Based on the positioned iris of the eye, the pixel size of the iris on the image can be calculated, and the iris diameter of different people is smaller, so that the iris can be represented by taking a statistical average value. The actual size (i.e., actual size) of the iris may include: the iris size of the subject or the average iris size acquired from the big data is acquired.

The real size and imaging size of the iris are combined with the internal parameters of the camera, namely the focal length and the size of a single pixel, so that the distance between the eyes and the camera can be calculated. Assuming that the imaging number of the iris diameter is P, the real diameter of the iris can be R mm, the focal length of the camera is F mm, the pixel size is S mm, the depth from the eyes to the camera is D, and according to the camera imaging model, the following relationship exists:

d/f=r/(p×s), the depth of the eye, i.e., Z coordinate Ez of the eye in the camera space is ez=d=f×r/(p×s)
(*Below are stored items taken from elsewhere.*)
PR #464, opened 2023-09-04
Add support for file actions during a config apply

dhurley:
### Proposed changes

With the addition of file actions, we can now support partial updates to NGINX configuration. Before all NGINX config files needed to be sent to perform a config apply. Now you only need to send the files that you have made updates to.

### Checklist


src/core/environment.go
```diff
@@ -236,13 +238,69 @@ func (env *EnvironmentType) WriteFiles(backup ConfigApplyMarker, files []*proto.
...
+		if err = env.WriteFile(backup, file, confPath); err != nil {
 			return err
 		}
 	}
 	return nil
 }
 
+// WriteFile writes the provided file content to disk. If the file.GetName() returns an absolute path, it'll be written
+// to the path. Otherwise, it'll be written to the path relative to the provided confPath.
+func (env *EnvironmentType) WriteFile(backup ConfigApplyMarker, file *proto.File, confPath string) error {
```
oliveromahony, line 250: can you add benchmark tests for these new functions? https://github.com/nginx/agent/blob/main/test/performance/environment_test.go#L88

dhurley: sure

Dean-Coakley (approved):

src/core/nginx.go
```diff
@@ -399,81 +399,115 @@ func (n *NginxBinaryType) WriteConfig(config *proto.NginxConfig) (*sdk.ConfigApp
...
+	} else {
+		configApply, err = sdk.NewConfigApplyWithIgnoreDirectives("", n.config.AllowedDirectoriesMap, n.config.IgnoreDirectives)
+		if err != nil {
+			log.Warnf("config_apply error: %s", err)
+			return nil, err
 		}
-		if err = os.Remove(file); err != nil {
-			return configApply, err
+
+		for _, file := range confFiles {
```
nginx-nickc, line 481: instead of two loops, i think you can simplify it with `for _, file := range append(confFiles, auxFiles...)`, I think it looks like both loop logic are the same.

src/core/nginx.go
```diff
@@ -399,81 +399,115 @@ func (n *NginxBinaryType) WriteConfig(config *proto.NginxConfig) (*sdk.ConfigApp
...
+			if _, found := filesToUpdate[file.Name]; !found {
+				continue
+			}
+
+			if err := n.env.WriteFile(configApply, file, rootDirectoryPath); err != nil {
+				log.Warnf("configuration write failed: %s", err)
+				return configApply, err
+			}
+		}
+
```
nginx-nickc, line 504: should we delete from `filesToUpdate` and warn if there are left over files after?

src/core/nginx.go
```diff
@@ -514,6 +548,51 @@ func generateDeleteFromDirectoryMap(
...
+			if !filepath.IsAbs(path) {
+				continue
+			}
+
+			if !allowedFile(path, allowedDirectory) {
+				continue
+			}
+
+			if f.Action == proto.File_unset {
+				allFilesHaveAnAction = false
```
nginx-nickc, line 579: if feels like we should then able to return here?

src/core/nginx.go
```diff
@@ -514,6 +548,51 @@ func generateDeleteFromDirectoryMap(
...
+) {
+	allFilesHaveAnAction = true
+	filesToUpdate = make(map[string]proto.File_Action)
+	filesToDelete = make(map[string]proto.File_Action)
+
+	for _, dir := range directoryMap.Directories {
+		for _, f := range dir.Files {
+			path := filepath.Join(dir.Name, f.Name)
+
+			log.Tracef("file %s has action %v", path, f.Action)
```
nginx-nickc, line 567: nit, debug?

src/core/nginx.go
dhurley: Unfortunately I can't as there is one slight difference in the two for loops. The way we determine the `rootDirectoryPath` is different depending on if it's a config or aux file.

src/core/nginx.go
```diff
@@ -399,81 +399,115 @@ func (n *NginxBinaryType) WriteConfig(config *proto.NginxConfig) (*sdk.ConfigApp
...
-	if err != nil {
-		log.Warnf("configuration write failed: %s", err)
-		n.writeBackup(config, confFiles, auxFiles)
-		return configApply, err
-	}
+	filesToUpdate, filesToDelete, allFilesHaveAnAction := generateActionMaps(config.DirectoryMap, n.config.AllowedDirectoriesMap)
+
+	// If the file action is unset for all files then all files are written to disk and a diff is performed to determine what files need to be deleted
+	if !allFilesHaveAnAction {
+		log.Debug("all files in directory map have no action set")
```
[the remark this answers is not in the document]
dhurley: Updated

src/core/nginx.go
dhurley: Updated

oliveromahony (approved):

PR #500, opened 2023-10-12
fix: avoid re-use of context by commander for Download and Upload requests

CodeMonkeyF5:
### Proposed changes

When agent reconnects to NIM after a disconnect, config apply doesn’t work as the DPM handler that was established with the original context is no longer valid. To resolve this the gRPC client Download and Upload needs to establish new contexts for each request.

### Checklist


Dean-Coakley (approved):

CodeMonkeyF5:
Issue was partially mitigated in DPM.  Change to agent needs to be done to ensure multiple `createClient` are not called during retry to return the number of connect requests.

PR #537, opened 2024-01-11
New project structure

dhurley:
### Proposed changes

- Created new project structure
- Implemented basic get instances REST API endpoint

### Checklist


olli-holmala:
The `util` package name is specifically called out as an example of a bad package name [here](https://go.dev/blog/package-names).

image

internal/model/instances/instances.proto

And then according to the positions Ix and Iy of the eyes on the image and the central positions Cx and Cy of the image, the X coordinate Ex and the Y coordinate Ey of the eyes in the camera space can be calculated, and the X coordinate Ex and the Y coordinate Ey are respectively as follows:

Ex＝(Ix-Cx)*P*D/F

Ey＝(Iy-Cy)*P*D/F

based on the positions Ex, ey, ez of eyes in the camera space and the directions Vx, vy, vz of the sight lines, the intersection point of the sight lines and the plane of the screen, namely the gaze point of the eyes on the screen, can be calculated, and if the plane of the screen is z=sz, the X coordinate Sz and the Y coordinate Sy of the gaze point on the screen are respectively:

Sx＝(Sz-Ez)/Vz*Vx+Ex

Sy＝(Sz-Ez)/Vz*Vy+Ey

according to whether the gaze point is on the screen and the duration thereof, the function of lighting the screen can be realized, and according to whether the gaze point is on the corresponding element of the user interface or the specific position of the screen and the duration thereof, the function of man-machine interaction can be realized.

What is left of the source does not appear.